Austyn had been surprised to see, while they were still in the air over this capital of Iraqi Kurdistan, that Erbil was obviously in the midst of a construction boom. When they landed at the International Airport, they were met with a huge billboard—written in Kurdish, Arabic, and English—welcoming them to Kurdistan.
Driving toward the Shahan Hotel, Austyn could see the new construction projects everywhere. The landscape was peppered with them, and Ken told them that investors were pouring their money in, eager to get a piece of the boom.
After Fahimah was given a room and two guards were stationed on the outside of her door, Austyn and Matt met with Ken for tea.
Chairs and tables were set up on the shaded sidewalk next to the hotel. The afternoon air was still hot, but it was almost comfortable here in the shade. Although it was too early for dinner, the smell of roasting lamb mingled with the normal smells of a city. The steady stream of people, cars, delivery trucks, and an occasional horse-drawn cart kept the air vibrant with noise and activity. Other guests of the hotel, Iraqis and foreigners alike, were seated at the tables, drinking tea as well. There were no gates or dividers stopping pedestrians from weaving between tables as they went by.
Matt, inseparable as always from his computer, opened the laptop
. “No signal here, either,” he said.
“No wireless Internet, at all, unless you’re on the base. The cell service is shaky, too. From what I hear, the Kurdish government has had a hand in scrambling the signals.”
“What about a dial-up connection?” Matt asked.
“Maybe. You’ll want to check with the attendant in the lobby,” Ken suggested. “And I’d be careful.”
There were a few leads on Rahaf that Matt had told him about at the end of the flight. Austyn knew that the other agent was impatient to report the information they’d gathered back to the team in Washington and get someone working on it.
As Matt went back inside, Austyn looked around him. A white SUV with large light-blue UN letters on the hood and the side was parked across the street. A couple of peace-keepers wearing soft caps were laughing with a street vendor selling pistachios a few steps down the sidewalk. Austyn realized that the soldiers weren’t armed.
“Your first time here?” Ken asked.
“My first time in Iraq,” Austyn answered.
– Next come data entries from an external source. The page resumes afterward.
Issue #433, opened 2024-11-03
PE: TLS parser generics and bitness-related rework


kkent030315:
Reference: https://github.com/m4b/goblin/pull/425#issuecomment-2436724192

TL;DR:
- Deprecate `TlsData::parse`, `TlsData::parse_with_opts` that uses unintuitive generics.
  - Instead, we should ideally have `is_64`.
- Make independent `ImageTlsDirectory(64)` and `ImageTlsDirectory32`, and `impl <From<ImageTlsDirectory32>> for ImageTlsDirectory(64)` to merge.

PR #435, opened 2024-11-10
PE: TLS parser rework

kkent030315:
- #433 

Changelists:
- Removed generics from `ImageTlsDirectory::parse*` and `TlsData::parse*`, instead added new argument `is_64` as proposed in the issue.
- Added slice bound check in `TlsData::raw_data` parser to compliant with panic-free design in goblin.

I personally prefer not making `ImageTlsDirectory32`―as it's more comfortable than the way duplicating the same kind of structs and merging to 64-bit as proposed in the issue.

This change should be marked as breaking-change and I expect this to be rolled up in 0.10.

### DIFF
--- a/src/pe/mod.rs
+++ b/src/pe/mod.rs
@@ -221,25 +221,15 @@ impl<'a> PE<'a> {
             }
 
             if let Some(tls_table) = optional_header.data_directories.get_tls_table() {
-                tls_data = if is_64 {
-                    tls::TlsData::parse_with_opts::<u64>(
-                        bytes,
-                        image_base,
-                        tls_table,
-                        &sections,
-                        file_alignment,
-                        opts,
-                    )?
-                } else {
-                    tls::TlsData::parse_with_opts::<u32>(
-                        bytes,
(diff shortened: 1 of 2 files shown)


m4b (commented):
this looks good, but I don't see where `is_64` gets computed? i only see it passed to `parse_with_opts` ?

kkent030315:
@m4b `is_64` is already computed in [`PE::parse_with_opts`](https://github.com/kkent030315/goblin/blob/63f47dfba934dd86d9a99cc1089f74e5c123a5d7/src/pe/mod.rs#L231) and passed straight to the `TlsData::parse_with_opts`.

m4b (approved):
thank you for making these changes, the public api is more idiomatic again

m4b:
NB: breaking change

BinFlip:
Nice! I was about to open a PR to fix an out of bound access that happened in the TLS parser when fuzzing my project, but it looks like this commit already took care of it vs the officially released '0.9.3' that is on crates.io

PR #507, opened 2025-12-19
riscv: fix relocation constants numbering

Jvlegod:
References:

1. https://github.com/riscv-non-isa/riscv-elf-psabi-doc/blob/master/riscv-elf.adoc
2. https://riscv-non-isa.github.io/riscv-elf-psabi-doc/

RISC-V ELF psABI version 1.1 (November 26, 2025).

Given the current psABI specification, the [#PR165](https://github.com/m4b/goblin/pull/165) is no longer applicable.

### DIFF
--- a/src/elf/constants_relocation.rs
+++ b/src/elf/constants_relocation.rs
@@ -856,21 +856,21 @@ pub const R_RISCV_TPREL_LO12_I: u32 = 30;
 pub const R_RISCV_TPREL_LO12_S: u32 = 31;
 /// TLS LE thread usage: %tprel_add(symbol)
 pub const R_RISCV_TPREL_ADD: u32 = 32;
-/// 8-bit label addition: word8 = S + A
+/// 8-bit label addition: word8 = V + S + A
 pub const R_RISCV_ADD8: u32 = 33;
-/// 16-bit label addition: word16 = S + A
+/// 16-bit label addition: word16 = V + S + A
 pub const R_RISCV_ADD16: u32 = 34;
-/// 32-bit label addition: word32 = S + A
+/// 32-bit label addition: word32 = V + S + A
 pub const R_RISCV_ADD32: u32 = 35;
-/// 64-bit label addition: word64 = S + A
+/// 64-bit label addition: word64 = V + S + A
 pub const R_RISCV_ADD64: u32 = 36;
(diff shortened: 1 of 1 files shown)


src/elf/constants_relocation.rs
```diff
@@ -872,38 +872,46 @@ pub const R_RISCV_SUB16: u32 = 38;
 pub const R_RISCV_SUB32: u32 = 39;
 /// 64-bit label subtraction: word64 = S - A
 pub const R_RISCV_SUB64: u32 = 40;
-/// GNU C++ vtable hierarchy
-pub const R_RISCV_GNU_VTINHERIT: u32 = 41;
-/// GNU C++ vtable member usage
-pub const R_RISCV_GNU_VTENTRY: u32 = 42;
```
m4b: why were these deleted and also constant changed?

src/elf/constants_relocation.rs
```diff
@@ -872,38 +872,46 @@ pub const R_RISCV_SUB16: u32 = 38;
...
-/// Absolute address (CI-Type)
-pub const R_RISCV_RVC_LUI: u32 = 46;
-/// GP-relative reference (I-Type)
-pub const R_RISCV_GPREL_I: u32 = 47;
-/// GP-relative reference (S-Type)
-pub const R_RISCV_GPREL_S: u32 = 48;
-/// TP-relative TLS LE load (I-Type)
-pub const R_RISCV_TPREL_I: u32 = 49;
-/// TP-relative TLS LE store (S-Type)
-pub const R_RISCV_TPREL_S: u32 = 50;
```
m4b: delete why were these all deleted?

Jvlegod:
> so just fyi removing the pub constants is technically a breaking change and it would be pushed back a bit as I like to roll up breaking changes. Alternatively can leave them in and it won’t be and will be in a minor release

Here's a suggestion: I'll dedicate a separate PR to the destructive changes and address it when you feel the time is right. In this PR, I'll be making changes to the non-destructive parts.

What do you think?😎

Jvlegod:
I have removed the parts that caused the destructive changes.

m4b (approved):
awesome thank you!

m4b:
NB: backwards compat

NB: released in 0.10.5

PR #509, opened 2026-01-02
feat: install name tool style macho writing

wolfv:
In our application (rattler-build) we rely on `goblin` to read rpaths and linked libraries, but still fall back to `install_name_tool` to actually rewrite shared libraries and binaries.

I've tried to recreate the install name tool functionality identically in this PR. There is a Python script that executes the example install_name_tool (written in Rust, using Goblin) and compares the output with the proper install name tool from apple doing random modifications to binaries found on the system. The goal is to achieve bit-by-bit identical results.

I am opening this PR "early" to see if there is appetite for such functionality upstream in goblin. 

Also disclaimer: most of the code was written by Claude. I am happy to spend more time to refactor things to your liking if this PR has chances to get merged!

### DIFF
--- a/src/mach/mod.rs
+++ b/src/mach/mod.rs
@@ -398,10 +398,12 @@ pub fn peek_bytes(bytes: &[u8; 16]) -> error::Result<crate::Hint> {
                 }
             }
             fat::FAT_MAGIC | fat::FAT_MAGIC_64 => {
-                // should probably verify this is always Big Endian...
                 let narchitectures = bytes.pread_with::<u32>(4, BE)? as usize;
                 Ok(crate::Hint::MachFat(narchitectures))
             }
+            fat::FAT_CIGAM | fat::FAT_CIGAM_64 => Err(error::Error::Malformed(
+                "Fat binary is byte-swapped (little-endian); only big-endian fat binaries are supported".into(),
+            )),
             _ => Ok(crate::Hint::Unknown(bytes.pread::<u64>(0)?)),
         }
     }
@@ -603,6 +605,9 @@ impl<'a> Mach<'a> {
                 let multi = MultiArch::new(bytes)?;
                 Ok(Mach::Fat(multi))
             }
+            fat::FAT_CIGAM | fat::FAT_CIGAM_64 => Err(error::Error::Malformed(
+                "Fat binary is byte-swapped (little-endian); only big-endian fat binaries are supported".into(),
+            )),
             // we might be a regular binary
             _ => {
                 let binary = MachO::parse_impl(bytes, 0, lossy)?;


src/mach/fat.rs
```diff
@@ -13,6 +13,9 @@ use scroll::{Pread, Pwrite, SizeWith};
 
 pub const FAT_MAGIC: u32 = 0xcafe_babe;
 pub const FAT_CIGAM: u32 = 0xbeba_feca;
+/// 64-bit fat magic number (for archives with 64-bit offsets/sizes)
+pub const FAT_MAGIC_64: u32 = 0xcafe_babf;
+pub const FAT_CIGAM_64: u32 = 0xbfba_feca;
```
m4b: these are good changes, though I don't think I've ever seen this magic in the wild, though I haven't poked at macho binaries in a while

src/mach/fat.rs
```diff
@@ -130,3 +133,101 @@ impl FatArch {
...
+            Some(slice) => slice,
+            None => {
+                log::warn!("invalid `FatArch64` offset");
+                &[]
+            }
+        }
+    }
+
+    /// Returns the cpu type
+    pub fn cputype(&self) -> CpuType {
```
m4b: I was surprised to see this "Java beans" style getter, especially as the field is `pub` and I consider it an anti-pattern in rust. it's also odd this uses a type alias CpuType as return type, but the field is not declared as such; however, I see the FatArch struct is defined and declared as such :sweat_smile: probably some very old `pub` code from ancient times in goblin.

I was torn on whether we should be consistent or not carry the pattern forward, but probably since most of the struct have some kind of bitfiddling it made sense to make them all functions, even ones that returned the raw value. Anyway, this code hasn't been touched in a long time :D

src/mach/fat.rs
```diff
@@ -130,3 +133,103 @@ impl FatArch {
...
+    /// Where in the fat binary it starts (64-bit)
+    pub offset: u64,
+    /// How big the binary is (64-bit)
+    pub size: u64,
+    pub align: u32,
+    /// Reserved for future use
+    pub reserved: u32,
+}
+
+pub const SIZEOF_FAT_ARCH_64: usize = 32;
```
m4b: ditto here, I'd just call `size_of`

src/mach/fat.rs
```diff
@@ -130,3 +133,103 @@ impl FatArch {
         Ok(arch)
     }
 }
+
+#[repr(C)]
+#[derive(Clone, Copy, Default, Pread, Pwrite, SizeWith)]
+/// 64-bit version of `FatArch` for fat binaries with large offsets/sizes
+/// Uses u64 for offset and size fields
+pub struct FatArch64 {
```
m4b: so in mod.rs we implement a FatArhcIterator, and SingleArchIterator that returns these FatArch64's; since this patch doesn't add those features, I don't see where this would be used by a client? 

Again I've never seen this struct in the wild before, can you upload a binary that has it?

m4b (commented):
altogether this is much more palatable; I'd like to inspect a binary with the fatarch64 struct, e.g., running `bingrep` on it should fail iiuc, so if you could upload one to the conversation here, i'd appreciate it

m4b:
tool looks great! in terms of names I think goblin-patch or something like that is a little better, but if it meants to add more functionality something like ext or etc makes sense. There's also metagoblin that I maintain (which I've just remembered I have to update), but that is more like adding extra metadata to goblin that goblin itself shouldn't host/provide. :shrug: neat project of yours though!

wolfv:
@m4b are you fine with the changes now, or should I remove the code for fat arch? I am fine either way.

PR #517, opened 2026-01-31
PE: Add support for ARM64 unwind info

kkent030315:
addresses #512 

This is draft for now until plenty of more unwind code covered by tests (and of course for malformed ones as well).

### DIFF
--- a/src/pe/exception.rs
+++ b/src/pe/exception.rs
@@ -1160,7 +1160,7 @@ impl Arm64RuntimeFunction {
 
     /// Returns `true` if this unwind data is packed, `false` otherwise.
     pub const fn is_packed(&self) -> bool {
-        self.flag() != 0
+        self.flag() != ARM64_PDATA_REF_TO_FULL_XDATA
     }
 
     /// Returns an RVA of the full unwind data.
--- a/src/pe/exception.rs
+++ b/src/pe/exception.rs
@@ -1370,16 +1370,16 @@ pub struct Arm64UnwindInfo<'a> {
 
 impl<'a> Arm64UnwindInfo<'a> {
     fn checked_mul4(words: u32) -> error::Result<usize> {
-        let bytes = words.checked_mul(4).ok_or_else(|| {
-            error::Error::Malformed("arm64 unwind info size overflow".to_string())
-        })?;
+        let bytes = words
+            .checked_mul(4)
+            .ok_or_else(|| error::Error::Malformed("arm64 unwind info size overflow".into()))?;
         usize::try_from(bytes)
-            .map_err(|_| error::Error::Malformed("arm64 unwind info size overflow".to_string()))
+            .map_err(|_| error::Error::Malformed("arm64 unwind info size overflow".into()))
     }
 
     fn checked_add(a: usize, b: usize) -> error::Result<usize> {
         a.checked_add(b)
-            .ok_or_else(|| error::Error::Malformed("arm64 unwind info size overflow".to_string()))
+            .ok_or_else(|| error::Error::Malformed("arm64 unwind info size overflow".into()))
     }
 
     /// Precomputes the size of this xdata. This does _not_ count for handler-specific bytes after handler RVA.
--- a/src/pe/exception.rs
+++ b/src/pe/exception.rs
@@ -879,6 +879,18 @@ impl<'a> ExceptionData<'a> {
         self.get_function_by_offset(self.offset + index * RUNTIME_FUNCTION_SIZE)
     }
 
+    /// Returns an iterator over ARM64 runtime function entries.
+    pub fn functions_arm64(&self) -> Arm64RuntimeFunctionIterator<'a> {
+        Arm64RuntimeFunctionIterator {
+            data: &self.bytes[self.offset..self.offset + self.size],
+        }
+    }
+
+    /// Returns an ARM64 runtime function at the given index.
+    pub fn get_function_arm64(&self, index: usize) -> error::Result<Arm64RuntimeFunction> {
+        self.get_function_by_offset_arm64(self.offset + index * size_of::<Arm64RuntimeFunction>())
+    }
+
     /// Performs a binary search to find a function entry covering the given RVA relative to the
     /// image.
     pub fn find_function(&self, rva: u32) -> error::Result<Option<RuntimeFunction>> {
@@ -926,6 +938,15 @@ impl<'a> ExceptionData<'a> {
         self.get_unwind_info_with_opts(function, sections, &options::ParseOptions::default())
     }
 
+    /// Resolves unwind information for the given ARM64 function entry.
+    pub fn get_unwind_info_arm64(
+        &self,
+        function: Arm64RuntimeFunction,
+        sections: &[section_table::SectionTable],
+    ) -> Option<error::Result<Arm64UnwindInfo<'a>>> {
+        self.get_unwind_info_arm64_with_opts(function, sections, &options::ParseOptions::default())
+    }
+
     /// Resolves unwind information for the given function entry.
     pub fn get_unwind_info_with_opts(
         &self,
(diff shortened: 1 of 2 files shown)


src/pe/exception.rs
```diff
@@ -879,6 +879,18 @@ impl<'a> ExceptionData<'a> {
         self.get_function_by_offset(self.offset + index * RUNTIME_FUNCTION_SIZE)
     }
 
+    /// Returns an iterator over ARM64 runtime function entries.
+    pub fn functions_arm64(&self) -> Arm64RuntimeFunctionIterator<'a> {
```
m4b, line 919: it might be slightly more idiomatic to write `iter_functions_arm64` ?

I would be tempted to rename this to `arm64_functions` ? though the downside is it starts with less interesting information (arm64() as opposed to (functions) 🤔

src/pe/exception.rs
```diff
@@ -926,6 +938,15 @@ impl<'a> ExceptionData<'a> {
         self.get_unwind_info_with_opts(function, sections, &options::ParseOptions::default())
     }
 
+    /// Resolves unwind information for the given ARM64 function entry.
+    pub fn get_unwind_info_arm64(
+        &self,
+        function: Arm64RuntimeFunction,
+        sections: &[section_table::SectionTable],
+    ) -> Option<error::Result<Arm64UnwindInfo<'a>>> {
```
m4b, line 982: Might be worth checking what other parts of goblin return in cases like this, `Option<Result>` or  `Result<Option>` is probably better? Also, it might even be worth considering if the error is actionable or useful at all (e.g., effectively whether it's an OOB), to just `ok()` it into an Option and drop any error message info (again if it's not useful or actionable for the user)

I say this believing that more information the better, but if it's just satisfying the type system, might be better to coalesce the return type into a single one?

src/pe/exception.rs
```diff
@@ -1003,6 +1055,1013 @@ impl<'a> IntoIterator for &'_ ExceptionData<'a> {
...
+pub struct Arm64UnwindHeader(pub u32);
+
+const _: () = assert!(size_of::<Arm64UnwindHeader>() == 4);
+
+impl Arm64UnwindHeader {
+    const fn mask(bits: u32) -> u32 {
+        (1u32 << bits) - 1
+    }
+
+    const fn bits(v: u32, shr: u32, bits: u32) -> u32 {
```
m4b, line 1258: I assume the `const` part guarantees this is inlined?

src/pe/exception.rs
```diff
@@ -1003,6 +1055,1013 @@ impl<'a> IntoIterator for &'_ ExceptionData<'a> {
...
+
+    fn next(&mut self) -> Option<Self::Item> {
+        if self.offset >= self.bytes.len() {
+            return None;
+        }
+        Some(
+            self.bytes
+                .gread_with::<u32>(&mut self.offset, scroll::LE)
+                .map(Arm64EpilogScope)
+                .map_err(Into::into),
```
m4b, line 1377: nice; this pattern comes up so much it makes me want to write a `ScrollIterator<T>` that does all this for you.

src/pe/exception.rs
```diff
@@ -1003,6 +1055,1013 @@ impl<'a> IntoIterator for &'_ ExceptionData<'a> {
...
+#[derive(Clone, Debug)]
+pub struct Arm64UnwindInfo<'a> {
+    /// Unwind info header.
+    pub header: Arm64UnwindHeader,
+    /// Extension info if present.
+    pub extension: Option<Arm64UnwindExtension>,
+    /// Bytes of epilog scope.
+    epilog_scope_bytes: &'a [u8],
+    /// Bytes of unwind codes.
+    unwind_code_bytes: &'a [u8],
```
m4b, line 1411: nit: I like to put non-pub fields after pub ones but ymmv

src/pe/exception.rs
```diff
@@ -1003,6 +1055,1013 @@ impl<'a> IntoIterator for &'_ ExceptionData<'a> {
...
+    /// Returns `true` if "extension" bytes are in addition.
+    pub const fn has_extension(&self) -> bool {
+        self.epilog_count() == 0 && self.code_words() == 0
+    }
+}
+
+#[derive(Clone, Copy, Debug, PartialEq, Eq)]
+pub struct Arm64UnwindExtension(pub u32);
+
+const _: () = assert!(size_of::<Arm64UnwindExtension>() == 4);
```
m4b, line 1309: neat! I wanted this so badly back in early days of rust, in this library and in dryad specifically :)

m4b (commented):
this looks good to me, is there any blocking issue you can think of/why we shouldn't merge?

src/pe/exception.rs
kkent030315: Ideally, overall, we would do something like made up of wrapper enum, but it's obviously breaking change. `arm64_functions` is acceptable, however as you mentioned, it's less informative for developers, specifically when type `func...` in their IDE.

```rust
pub enum RuntimeFunction {
  X86(X86RuntimeFunction),
  Arm(ArmRuntimeFunction),
}
```

src/pe/exception.rs
kkent030315: Uh, I agree it's a bit unfortunate to introduce `Option<Result<T>`. The reason for that is, for binary parsing, "absent of the data" v. "data present, but parsing fail" can be informative. For example, if I want to make a binary visualizer, I don't really want to display the data as "absent" when it might be an error parsing the data.

This might only cost a bit for developers while being informative, so I'd rather keep it, since it's public API we can't make changes later (meaning I'd want to keep the "absent" v. "error" meta regardless of what errors are in).

Especially when it comes to unwind info, it's often more of more important for the developer to know whether the info is absent or parsing fails!

```rust
foo.get_unwind_info_arm64(...) // Option<Result<T>>
	.map(Result::ok) // Option<Option<T>>
	.flatten() // Option<T>

foo.get_unwind_info_arm64(...)
	.and_then(|r| r.ok())
```

src/pe/exception.rs
kkent030315: Unfortunately, it has no such guarantee. We can introduce `#[inline(always)]`.

src/pe/exception.rs
kkent030315: It... might, might be made better, by just doing `bytes.chunks_exact(size_of::<Foo>()).map(...)` so we can fold redundant Iterator impls. Here is the siginifcant example from my own mutable-aware PE/ELF parser that every parser is dereffered and has only single slice reference (so-called _View_ auto datastructures).

```rust
impl<'buf, T> PortableExecutable<'buf, T>
where
    T: BufRef,
{
    /// Returns an iterator over sections.
    pub fn sections(
        &self,
    ) -> error::Result<impl Iterator<Item = ImageSectionHeaderView<'_, &[u8]>> + '_> {
        // ...

        Ok(buf
            .chunks_exact(size_of::<ImageSectionHeader>())
            .map(ImageSectionHeaderView::new))
    }
}
```

```rust
impl<'buf, T> PortableExecutable<'buf, T>
where
    T: BufMut,
{
    /// Returns a mutable iterator over sections.
    pub fn sections_mut(
        &mut self,
    ) -> error::Result<impl Iterator<Item = ImageSectionHeaderView<'_, &mut [u8]>> + '_> {
        // ...

        Ok(buf
            .chunks_exact_mut(size_of::<ImageSectionHeader>())
            .map(ImageSectionHeaderView::new))
    }
}
```

m4b:
@kkent030315 did we need some more time on this, or is this ready to go?

kkent030315:
> @kkent030315 did we need some more time on this, or is this ready to go?

Yes! just pushed some minor changes/fixes from laptop now.

kkent030315:
This is ready to get the final review and merge I guess, sorry for the lag. @m4b also take good care of yourself🙏!

m4b (approved):
Ok this was along time coming, thanks for your patience @kkent030315 . This is a huge PR, and I've already reviewed once. I don't think I will have anything else to add materially speaking, as I don't know much about this space in PEs, etc., so I'll (again) defer to your expertise on PE stuff, so you can be the de facto maintainer of this section of goblin code :D

m4b:
NB: backwards compatible

m4b:
released 0.10.6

“You’re lucky. This is a good place to start.”
There were no questions asked, no menus brought out. Not even a minute after they’d sat down, tea served in small clear glasses sitting on white saucers appeared before them.
“You have to tell them specifically if you want coffee,” Ken told him.
“Tea is fine with me.”
“And they won’t bring out any sugar, either, since it’s rationed, unless you ask,” Ken continued.
“This is fine, the way it is,” Austyn said, taking a sip of the hot tea. It was strong. He noticed that the saucer under Ken’s tea had a couple of sugar cubes on it. A regular customer, Austyn figured.
A cart carrying propane tanks on the back slowly went by.
“I assume those tanks are empty,” Austyn said.
“No, they’re probably full.”
Every news report from Iraq, it seemed, had to do with some bombing and a rapidly growing number of fatalities. Austyn looked around them, thinking about security. Those tanks could cause a pretty good explosion.